• [ACTIVITY]:
Please count how many lines in the entries below contain "Nullability" and reply with the figure alone.

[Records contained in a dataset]
PR #10395, opened 2025-09-08
GH-10083: Add Nullability to core support package

cppwfs:
Related to:  #10083
* Add Nullability support to support.management package
* Add Nullability support to support.management.micrometer package
* Add Nullability support to  support.management.observation
* Add Nullability support to  support.json

### DIFF
--- a/spring-integration-core/src/main/java/org/springframework/integration/splitter/AbstractMessageSplitter.java
+++ b/spring-integration-core/src/main/java/org/springframework/integration/splitter/AbstractMessageSplitter.java
@@ -234,7 +234,7 @@ public abstract class AbstractMessageSplitter extends AbstractReplyProducingMess
 		Map<String, Object> headers = messageHeaders;
 		Object correlationId = message.getHeaders().getId();
 		AtomicInteger sequenceNumber = new AtomicInteger(1);
-
+		Assert.state(correlationId != null, "Correlation ID must not be null.");
 		return object -> createBuilder(object, headers, correlationId, sequenceNumber.getAndIncrement(), sequenceSize);
 	}
 
@@ -282,6 +282,7 @@ public abstract class AbstractMessageSplitter extends AbstractReplyProducingMess
 				.cloneMessageHistoryIfAny();
 
 		if (this.applySequence) {
+			Assert.state(correlationId != null, "Correlation ID must not be null.");
 			builder.pushSequenceDetails(correlationId, sequenceNumber, sequenceSize);
 		}
 
--- a/spring-integration-core/src/main/java/org/springframework/integration/splitter/AbstractMessageSplitter.java
+++ b/spring-integration-core/src/main/java/org/springframework/integration/splitter/AbstractMessageSplitter.java
@@ -234,7 +234,6 @@ public abstract class AbstractMessageSplitter extends AbstractReplyProducingMess
 		Map<String, Object> headers = messageHeaders;
 		Object correlationId = message.getHeaders().getId();
 		AtomicInteger sequenceNumber = new AtomicInteger(1);
-		Assert.state(correlationId != null, "Correlation ID must not be null.");
 		return object -> createBuilder(object, headers, correlationId, sequenceNumber.getAndIncrement(), sequenceSize);
 	}
 
--- a/spring-integration-core/src/main/java/org/springframework/integration/support/BaseMessageBuilder.java
+++ b/spring-integration-core/src/main/java/org/springframework/integration/support/BaseMessageBuilder.java
@@ -48,6 +48,7 @@ import org.springframework.util.ObjectUtils;
  * @param <B> the target builder class type.
  *
  * @author Artem Bilan
+ * @author Glenn Renfro
  *
  * @since 6.4
  *
@@ -68,6 +69,7 @@ public abstract class BaseMessageBuilder<T, B extends BaseMessageBuilder<T, B>>
 
 	private volatile boolean modified;
 
+	@SuppressWarnings("NullAway.Init")
 	private String[] readOnlyHeaders;
 
 	protected BaseMessageBuilder(T payload, @Nullable Message<T> originalMessage) {
@@ -285,6 +287,7 @@ public abstract class BaseMessageBuilder<T, B extends BaseMessageBuilder<T, B>>
 	 * @return the current {@link BaseMessageBuilder}
 	 * @see IntegrationMessageHeaderAccessor#isReadOnly(String)
 	 */
+	@SuppressWarnings("NullAway") // Dataflow analysis limitation
 	public B readOnlyHeaders(@Nullable String... readOnlyHeaders) {
 		this.readOnlyHeaders = readOnlyHeaders != null ? Arrays.copyOf(readOnlyHeaders, readOnlyHeaders.length) : null;
 		if (readOnlyHeaders != null) {
@@ -319,7 +322,7 @@ public abstract class BaseMessageBuilder<T, B extends BaseMessageBuilder<T, B>>
 	private boolean containsReadOnly(MessageHeaders headers) {
 		if (!ObjectUtils.isEmpty(this.readOnlyHeaders)) {
 			for (String readOnly : this.readOnlyHeaders) {
-				if (headers.containsKey(readOnly)) {
+				if (readOnly != null && headers.containsKey(readOnly)) {
 					return true;
 				}
 			}
--- a/spring-integration-core/src/main/java/org/springframework/integration/support/BaseMessageBuilder.java
+++ b/spring-integration-core/src/main/java/org/springframework/integration/support/BaseMessageBuilder.java
@@ -32,7 +32,6 @@ import org.springframework.messaging.MessageHeaders;
 import org.springframework.messaging.support.ErrorMessage;
 import org.springframework.messaging.support.GenericMessage;
 import org.springframework.util.Assert;
-import org.springframework.util.ObjectUtils;
 
 /**
  * The {@link AbstractIntegrationMessageBuilder} extension for the default logic to build message.
@@ -64,12 +63,10 @@ public abstract class BaseMessageBuilder<T, B extends BaseMessageBuilder<T, B>>
 
 	private final IntegrationMessageHeaderAccessor headerAccessor;
 
-	@Nullable
-	private final Message<T> originalMessage;
+	private final @Nullable Message<T> originalMessage;
 
 	private volatile boolean modified;
 
-	@SuppressWarnings("NullAway.Init")
 	private String @Nullable [] readOnlyHeaders;
 
 	protected BaseMessageBuilder(T payload, @Nullable Message<T> originalMessage) {
@@ -287,7 +284,7 @@ public abstract class BaseMessageBuilder<T, B extends BaseMessageBuilder<T, B>>
 	 * @return the current {@link BaseMessageBuilder}
 	 * @see IntegrationMessageHeaderAccessor#isReadOnly(String)
 	 */
-	public B readOnlyHeaders(String... readOnlyHeaders) {
+	public B readOnlyHeaders(String @Nullable ... readOnlyHeaders) {
 		this.readOnlyHeaders = readOnlyHeaders != null ? Arrays.copyOf(readOnlyHeaders, readOnlyHeaders.length) : null;
 		if (readOnlyHeaders != null) {
 			this.headerAccessor.setReadOnlyHeaders(readOnlyHeaders);
@@ -319,9 +316,9 @@ public abstract class BaseMessageBuilder<T, B extends BaseMessageBuilder<T, B>>
 	}
 
 	private boolean containsReadOnly(MessageHeaders headers) {
-		if (!ObjectUtils.isEmpty(this.readOnlyHeaders)) {
+		if (this.readOnlyHeaders != null) {
 			for (String readOnly : this.readOnlyHeaders) {
-				if (readOnly != null && headers.containsKey(readOnly)) {
+				if (headers.containsKey(readOnly)) {
 					return true;
 				}
 			}
--- a/spring-integration-core/src/main/java/org/springframework/integration/support/BaseMessageBuilder.java
+++ b/spring-integration-core/src/main/java/org/springframework/integration/support/BaseMessageBuilder.java
@@ -70,7 +70,7 @@ public abstract class BaseMessageBuilder<T, B extends BaseMessageBuilder<T, B>>
 	private volatile boolean modified;
 
 	@SuppressWarnings("NullAway.Init")
-	private String[] readOnlyHeaders;
+	private String @Nullable [] readOnlyHeaders;
 
 	protected BaseMessageBuilder(T payload, @Nullable Message<T> originalMessage) {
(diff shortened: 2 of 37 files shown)


spring-integration-core/src/main/java/org/springframework/integration/splitter/AbstractMessageSplitter.java
```diff
@@ -234,7 +234,7 @@ else if (result instanceof Publisher<?> publisher) {
 		Map<String, Object> headers = messageHeaders;
 		Object correlationId = message.getHeaders().getId();
 		AtomicInteger sequenceNumber = new AtomicInteger(1);
-
+		Assert.state(correlationId != null, "Correlation ID must not be null.");
```
artembilan: This is redundant here.
The `createBuilder()` can accept it as null.
And then e have a check at the `applySequence` condition.

spring-integration-core/src/main/java/org/springframework/integration/support/BaseMessageBuilder.java
```diff
@@ -285,6 +287,7 @@ public B setPriority(Integer priority) {
 	 * @return the current {@link BaseMessageBuilder}
 	 * @see IntegrationMessageHeaderAccessor#isReadOnly(String)
 	 */
+	@SuppressWarnings("NullAway") // Dataflow analysis limitation
 	public B readOnlyHeaders(@Nullable String... readOnlyHeaders) {
```
artembilan: This `@Nullable` is at wrong place.
Has to be next to ellipsis.
Therefore `private String @Nullable [] readOnlyHeaders;`
Then everything else in this class should be fixed well.

spring-integration-core/src/main/java/org/springframework/integration/support/DefaultMessageBuilderFactory.java
```diff
@@ -41,6 +43,7 @@ public class DefaultMessageBuilderFactory implements MessageBuilderFactory {
 	 * and {@link org.springframework.messaging.MessageHeaders#TIMESTAMP}.
 	 * @since 4.3.2
 	 */
+	@SuppressWarnings("NullAway") // Dataflow analysis limitation
 	public void setReadOnlyHeaders(@Nullable String... readOnlyHeaders) {
```
artembilan: DITTO

spring-integration-core/src/main/java/org/springframework/integration/support/SmartLifecycleRoleController.java
```diff
@@ -169,7 +172,7 @@ public void addLifecyclesToRole(String role, List<String> lifecycleBeanNames) {
 	 * Start all registered {@link SmartLifecycle}s in the role.
 	 * @param role the role.
 	 */
-	public void startLifecyclesInRole(String role) {
+	public void startLifecyclesInRole(@Nullable String role) {
```
artembilan: I think this is wrong.
This is not possible by the logic of this API.

spring-integration-core/src/main/java/org/springframework/integration/support/json/Jackson2JsonMessageParser.java
```diff
@@ -87,7 +87,7 @@ protected Message<?> parseWithHeaders(JsonParser parser, String jsonMessage,
 				}
 			}
 			Assert.notNull(headers, error);
-
+			Assert.state(payload != null, () -> "Payload must not be null");
```
artembilan: This class is marked for removal.
So, it is OK to not spend any time on it and just mark the whole class with `NullAway`.

spring-integration-core/src/main/java/org/springframework/integration/support/json/Jackson2JsonObjectMapper.java
```diff
@@ -140,7 +141,7 @@ else if (json instanceof Reader) {
 	}
 
 	@Override
-	protected <T> T fromJson(Object json, JavaType type) throws IOException {
+	protected <T> T fromJson(@Nullable Object json, JavaType type) throws IOException {
```
artembilan: Please, ignore all the deprecated classes with `NullAway`

spring-integration-core/src/main/java/org/springframework/integration/support/json/JacksonJsonUtils.java
```diff
@@ -132,6 +132,7 @@ private static final class AllowListTypeResolverBuilder extends ObjectMapper.Def
 
 		private final String[] trustedPackages;
 
+		@SuppressWarnings("NullAway") // Dataflow analysis limitation
 		AllowListTypeResolverBuilder(String... trustedPackages) {
```
artembilan: `String @Nullable ...` instead.

spring-integration-core/src/main/java/org/springframework/integration/support/json/JsonObjectMapper.java
```diff
@@ -46,11 +50,13 @@ default void toJson(Object value, Writer writer) throws IOException {
...
 	}
 
+	@Nullable
 	default N toJsonNode(Object value) throws IOException {
 		return null;
 	}
 
-	default <T> T fromJson(Object json, Class<T> valueType) throws IOException {
+	@Nullable
+	default <T> T fromJson(@Nullable Object json, Class<T> valueType) throws IOException {
```
artembilan: How that happened that we allow `null` over here?
Doesn't looks like Jackson accepts such a behavior:
```
    public <T> T readValue(String content, JavaType valueType) throws JacksonException
    {
        _assertNotNull("content", content);
```

Please, revise all the places which put a `null` for this API.

spring-integration-http/src/main/java/org/springframework/integration/http/outbound/AbstractHttpRequestExecutingMessageHandler.java
```diff
@@ -346,9 +346,10 @@ protected Object getReply(ResponseEntity<?> httpResponse) {
 		MessageBuilderFactory messageBuilderFactory = getMessageBuilderFactory();
 		if (httpResponse.hasBody() && this.extractResponseBody) {
 			Object responseBody = httpResponse.getBody();
-			replyBuilder = (responseBody instanceof Message<?>)
-					? messageBuilderFactory.fromMessage((Message<?>) responseBody)
-					: messageBuilderFactory.withPayload(responseBody); // NOSONAR - hasBody()
+			Assert.state(responseBody != null, "The response body must not be null");
```
artembilan: Not correct. The `httpResponse.hasBody()` does cover this.
Please, revise. Perhaps in favor of `NullAway`

spring-integration-core/src/main/java/org/springframework/integration/support/json/JacksonJsonObjectMapper.java
```diff
@@ -132,29 +133,29 @@ else if (json instanceof Reader) {
 	}
 
 	@Override
-	protected <T> T fromJson(Object json, JavaType type) throws IOException {
+	protected <T> T fromJson(@Nullable Object json, JavaType type) throws IOException {
 		try {
-			if (json instanceof String) {
-				return this.jsonMapper.readValue((String) json, type);
+			if (json instanceof String jsonString) {
```
artembilan: Please, rebase.
Such a change is already in.

spring-integration-core/src/main/java/org/springframework/integration/support/json/AbstractJacksonJsonObjectMapper.java
```diff
@@ -96,7 +99,7 @@ protected J createJavaType(Map<String, Object> javaTypes, String javaTypeKey) {
 		}
 	}
 
-	protected abstract <T> T fromJson(Object json, J type) throws IOException;
+	protected abstract <T> T fromJson(@Nullable Object json, J type) throws IOException;
```
artembilan: Please, revise these `from` methods.
No null is allowed.

artembilan (changes requested):

spring-integration-core/src/main/java/org/springframework/integration/support/SmartLifecycleRoleController.java
cppwfs: On line 321 startLifecyclesInRole is used and a nullable value can be passed in.   Do we add a `Assert.state` prior to line 321?

artembilan: Let's revise that `AbstractLeaderEvent` instead!
Remove `AbstractLeaderEvent(Object source)` ctor as it is out of use.
Looks like the other ctor is never used with `null`.

spring-integration-core/src/main/java/org/springframework/integration/support/DefaultMessageBuilderFactory.java
artembilan: Missed to fix properly: `setReadOnlyHeaders(String @Nullable ... readOnlyHeaders)`

spring-integration-core/src/main/java/org/springframework/integration/support/SmartLifecycleRoleController.java
```diff
@@ -315,6 +318,7 @@ private void doAddLifecyclesToRole(String role, List<String> lifecycleBeanNames)
 	@Override
 	public void onApplicationEvent(AbstractLeaderEvent event) {
 		if (event instanceof OnGrantedEvent) {
+			Assert.state(event.getRole() != null, "A role is required");
```
artembilan: That's not what I meant.
That `AbstractLeaderEvent` has to be fixed to not accept (and produce) nulls at all.
Thanks

spring-integration-core/src/main/java/org/springframework/integration/support/SmartLifecycleRoleController.java
```diff
@@ -201,7 +204,7 @@ public void startLifecyclesInRole(String role) {
 	 * Stop all registered {@link SmartLifecycle}s in the role.
 	 * @param role the role.
 	 */
-	public void stopLifecyclesInRole(String role) {
+	public void stopLifecyclesInRole(@Nullable String role) {
```
artembilan: Therefore, same here: no null allowed.

artembilan (changes requested):

spring-integration-core/src/main/java/org/springframework/integration/support/DefaultMessageBuilderFactory.java
```diff
@@ -25,13 +25,15 @@
...
  * @author Artem Bilan
+ * @author Glenn Renfro
  *
  * @since 4.0
  *
  */
 public class DefaultMessageBuilderFactory implements MessageBuilderFactory {
 
-	private String[] readOnlyHeaders;
+	@SuppressWarnings("NullAway.Init")
```
artembilan: If the property is nullable, then this suppression is redundant.

spring-integration-core/src/main/java/org/springframework/integration/support/BaseMessageBuilder.java
```diff
@@ -68,7 +69,8 @@ public abstract class BaseMessageBuilder<T, B extends BaseMessageBuilder<T, B>>
 
 	private volatile boolean modified;
 
-	private String[] readOnlyHeaders;
+	@SuppressWarnings("NullAway.Init")
```
artembilan: Remove this, please.

spring-integration-core/src/main/java/org/springframework/integration/support/BaseMessageBuilder.java
```diff
@@ -285,7 +287,7 @@ public B setPriority(Integer priority) {
 	 * @return the current {@link BaseMessageBuilder}
 	 * @see IntegrationMessageHeaderAccessor#isReadOnly(String)
 	 */
-	public B readOnlyHeaders(@Nullable String... readOnlyHeaders) {
+	public B readOnlyHeaders(String... readOnlyHeaders) {
```
artembilan: Put `@Nullable` next to ellipsis.

spring-integration-core/src/main/java/org/springframework/integration/support/DefaultMessageBuilderFactory.java
```diff
@@ -57,21 +59,31 @@ public void addReadOnlyHeaders(String... readOnlyHeaders) {
...
+			System.arraycopy(readOnlyHeaders, 0, headers, (this.readOnlyHeaders != null) ? this.readOnlyHeaders.length : 0, readOnlyHeaders.length);
 		}
 		this.readOnlyHeaders = headers;
 	}
 
 	@Override
 	public <T> MessageBuilder<T> fromMessage(Message<T> message) {
-		return MessageBuilder.fromMessage(message)
-				.readOnlyHeaders(this.readOnlyHeaders);
+		if (this.readOnlyHeaders != null) {
```
artembilan: When you fix `BaseMessageBuilder`, then this change has to be reverted.

spring-integration-core/src/main/java/org/springframework/integration/support/DefaultMessageBuilderFactory.java
```diff
@@ -57,21 +59,31 @@ public void addReadOnlyHeaders(String... readOnlyHeaders) {
...
+		else {
+			return MessageBuilder.fromMessage(message);
+		}
 	}
 
 	@Override
 	public <T> MessageBuilder<T> withPayload(T payload) {
-		return MessageBuilder.withPayload(payload)
-				.readOnlyHeaders(this.readOnlyHeaders);
+		if (this.readOnlyHeaders != null) {
```
artembilan: DITTO

spring-integration-core/src/main/java/org/springframework/integration/support/BaseMessageBuilder.java
```diff
@@ -319,7 +321,7 @@ public Message<T> build() {
 	private boolean containsReadOnly(MessageHeaders headers) {
 		if (!ObjectUtils.isEmpty(this.readOnlyHeaders)) {
 			for (String readOnly : this.readOnlyHeaders) {
-				if (headers.containsKey(readOnly)) {
+				if (readOnly != null && headers.containsKey(readOnly)) {
```
artembilan: This does not reflect reality.
The `String @Nullable []` is about the whole array being null.
To reflect that individual items could be null, too, we have to make it like:
```
@Nullable String @Nullable []
```
But that is not our case.
Therefore this `!= null` is not true.

spring-integration-core/src/main/java/org/springframework/integration/support/BaseMessageBuilder.java
```diff
@@ -319,7 +321,7 @@ public Message<T> build() {
 	private boolean containsReadOnly(MessageHeaders headers) {
 		if (!ObjectUtils.isEmpty(this.readOnlyHeaders)) {
```
artembilan: Let's change this to `!= null` to remove that `@SuppressWarnings("NullAway.Init")` on the property.

artembilan (changes requested):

• [FINISHED EXERCISE]:
5